Abstract

This review examines the development of cannabinoid CB₁ receptor antagonists as a new class of therapeutic agents for drug addiction. Abused drugs [alcohol, opiates, Δ⁹-tetrahydrocannabinol (Δ⁹-THC), and psychostimulants, including nicotine] elicit a variety of chronically relapsing disorders by interacting with endogenous neural pathways in the brain. In particular, they share the common property of activating mesolimbic dopamine brain reward systems, and virtually all abused drugs elevate dopamine levels in the nucleus accumbens. Cannabinoid CB₁ receptors are expressed in this brain reward circuit and modulate the dopamine-releasing effects of Δ⁹-THC and nicotine. Rimonabant (SR141716), a CB₁ receptor antagonist, blocks both the dopamine-releasing and discriminative and rewarding effects of Δ⁹-THC in animals. Blockade of CB₁ receptor activity by genetic invalidation also decreases rewarding effects of opiates and alcohol in animals.
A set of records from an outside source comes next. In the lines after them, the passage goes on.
PR #192, opened 2022-09-22
BadgeScore refactoring

damianmef:


lib/js/components/Badges/BadgeScore/BadgeScore.vue
```diff
@@ -20,98 +27,141 @@
...
+		#{$self}__suffix {
+			@include headlineXS();
+		}
 	}
 
 	&.-xsmall {
-		@include textXS();
-
+		font-size: $font-size-info-m;
+		line-height: $line-height-info-m;
```
damianmef, line 137: @kvas-damian we have no mixin for so small font in DS, is it worth to add the new one?

lib/js/components/Badges/BadgeScore/BadgeScore.stories.ts
```diff
@@ -0,0 +1,82 @@
...
+};
+
+/* FULL WIDTH */
+const StaticStoryTemplate: StoryFn<{
+	isFullWidth: boolean;
+}> = (argTypes) => ({
+	components: { BadgeScore },
+	props: Object.keys(argTypes),
+	template:
+		'<div v-if="isFullWidth" class="flexWrapper">' +
```
damianmef, line 67: @kvas-damian generally we should not use conditions in stories, but in this component we are adding additional wrapper, so this one condition is better than double whole `StoryFn` for only one class.

lib/js/components/Badges/BadgeScore/BadgeScore.vue
damianmef: My bad, it exists.

lib/js/components/Badges/BadgeScore/BadgeScore.stories.ts
kvas-damian: we discussed it off-line, probably there is no need for a wrapper after we change the way we control `width` of this component

lib/js/components/Badges/BadgeScore/BadgeScore.vue
```diff
@@ -20,98 +27,141 @@
...
+	components: {
+		WnlIcon,
+	},
 	props: {
 		text: {
 			type: String,
 			required: true,
 		},
-		additionalText: {
+		suffix: {
```
kvas-damian, line 164: This change is backwards incompatible. Do we have a PR in platform to address that?

lib/js/components/Badges/BadgeScore/BadgeScore.vue
```diff
@@ -20,98 +27,141 @@
...
-	border-width: 2px;
-	border-style: solid;
 	display: inline-block;
+	flex: 1;
 	min-width: $badge-score-width;
-	padding: $space-xxxs $space-xxxxs;
-	text-align: center;
+	padding: $space-xxxs $space-xxs;
+
+	&__wrapper {
```
kvas-damian, line 108: do we need additional wrapper? Maybe we could move these styles to `.badgeScore`?

lib/js/components/Badges/BadgeScore/BadgeScore.vue
```diff
@@ -7,11 +7,18 @@
...
 			'-neutral': color === BADGE_SCORE_COLORS.NEUTRAL,
+			'-neutral-medium': color === BADGE_SCORE_COLORS.NEUTRAL_MEDIUM,
 			'-small': size === BADGE_SCORE_SIZES.SMALL,
 			'-xsmall': size === BADGE_SCORE_SIZES.XSMALL,
 		}"
 	>
-		{{ text }}<span class="badgeScore__additionalText">{{ additionalText }}</span>
+		<div class="badgeScore__wrapper">
+			<wnl-icon v-if="icon" class="badgeScore__icon" :icon="icon" :size="iconSize" />
+			<div class="badgeScore__content">
```
kvas-damian, line 17: instead of separate `div` you could apply `align-self: baseline` on text and suffix

lib/js/components/Badges/BadgeScore/BadgeScore.vue
```diff
@@ -123,6 +173,14 @@ export default {
 				return Object.values(BADGE_SCORE_COLORS).includes(color);
 			},
 		},
+		icon: {
+			type: Object,
+			required: false,
```
kvas-damian, line 181: not needed when you pass `default` value

lib/js/components/Badges/BadgeScore/BadgeScore.vue
```diff
@@ -20,98 +27,141 @@
 @import '../../../../styles/settings/typography';
 @import '../../../../styles/settings/colors/tokens';
 
-$badge-score-width: 74px;
-$small-badge-score-width: 48px;
-$x-small-badge-score-width: 36px;
+$badge-score-width: 66px;
```
kvas-damian, line 30: it's `min-width`, we should change variable name

lib/js/components/Badges/BadgeScore/BadgeScore.stories.ts
damianmef: I think it's the simplest way, minus of this solution is component has unused class:
```
	&.-fullWidth {
		width: 100%;
	}
```
but it's only one rule and we know that this component can be dependent of parent node.

@kvas-damian I still dont know the magic of `min-width` with flex, maybe You mean this example solution:
```
.container .box {
  min-width: 200px;
  max-width: 400px;
  flex-basis: auto; /* default value */
  flex-grow: 1;
}
```
Anyway we don't need it.

lib/js/components/Badges/BadgeScore/BadgeScore.stories.ts
```diff
@@ -0,0 +1,79 @@
...
+	components: { BadgeScore },
+	props: Object.keys(argTypes),
+	template:
+		'<badge-score :color="BADGE_SCORE_COLORS.WARNING" suffix="%" text="100" :class="{ \'-fullWidth\': isFullWidth }" />',
+	created() {
+		this.BADGE_SCORE_COLORS = BADGE_SCORE_COLORS;
+	},
+});
+
+export const MinWidth = StaticStoryTemplate.bind({});
```
kvas-damian, line 73: do we want to add a note for dev that they should use `min-width` to set width of this component when needed?
Another option is to pass `min-width` value through props.

lib/js/components/Badges/BadgeScore/BadgeScore.vue
damianmef: We haven't yet, but I think it's good time to change this property. We decided to name it `suffix` it's more precisely. I decided to do that also of small cases of usage - 5 in Platform. I can prepare PR in platform after when we finished this PR.

lib/js/components/Badges/BadgeScore/BadgeScore.vue
damianmef: We can, but then it always will be `flex` not `display-inline`. I'm not sure we want it flex as default. What do You think, knowing places where it occurs?

lib/js/components/Badges/BadgeScore/BadgeScore.vue
damianmef: We have there `align-items: baseline;` on parent, so true, it's redundant.

lib/js/components/Badges/BadgeScore/BadgeScore.stories.ts
damianmef: Is not better way to use `-fullWidth` class and set the width of parent in used place? It would not interfere with the component

lib/js/components/Badges/BadgeScore/BadgeScore.vue
kvas-damian: you can use `inline-flex`

lib/js/components/Badges/BadgeScore/BadgeScore.vue
damianmef: @kvas-damian I created subtask for this.

lib/js/components/Badges/BadgeScore/BadgeScore.stories.ts
kvas-damian: what if UX want it to be `min-width: 200px`?

lib/js/components/Badges/BadgeScore/BadgeScore.vue
damianmef: Ok, it works fine.

lib/js/components/Badges/BadgeScore/BadgeScore.vue
kvas-damian: I still see this container in HTML

lib/js/components/Badges/BadgeScore/BadgeScore.vue
kvas-damian: remember, that we need it ready before we release DS

lib/js/components/Badges/BadgeScore/BadgeScore.vue
```diff
@@ -20,98 +24,141 @@
...
-		padding: $space-xxxxs;
+		min-width: $badge-score-x-small-min-width;
+		padding: $space-xxxs;
+
+		#{$self}__suffix {
+			@include textInfoM();
+		}
+	}
+
+	&.-full-width {
```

Although CB₁ receptor blockade is generally ineffective in reducing the self-administration of cocaine in rodents and primates, it reduces the reinstatement of extinguished cocaine-seeking behavior produced by cocaine-associated conditioned stimuli and cocaine-priming injections. Likewise, CB₁ receptor blockade is effective in reducing nicotine-seeking behavior induced by re-exposure to nicotine-associated stimuli. Some of these findings have been recently validated in humans. In clinical trials, Rimonabant blocks the subjective effects of Δ⁹-THC in humans and prevents relapse to smoking in exsmokers. Findings from both clinical and preclinical studies suggest that ligands blocking CB₁ receptors offer a novel approach for patients suffering from drug dependence that may be efficacious across different classes of abused drugs.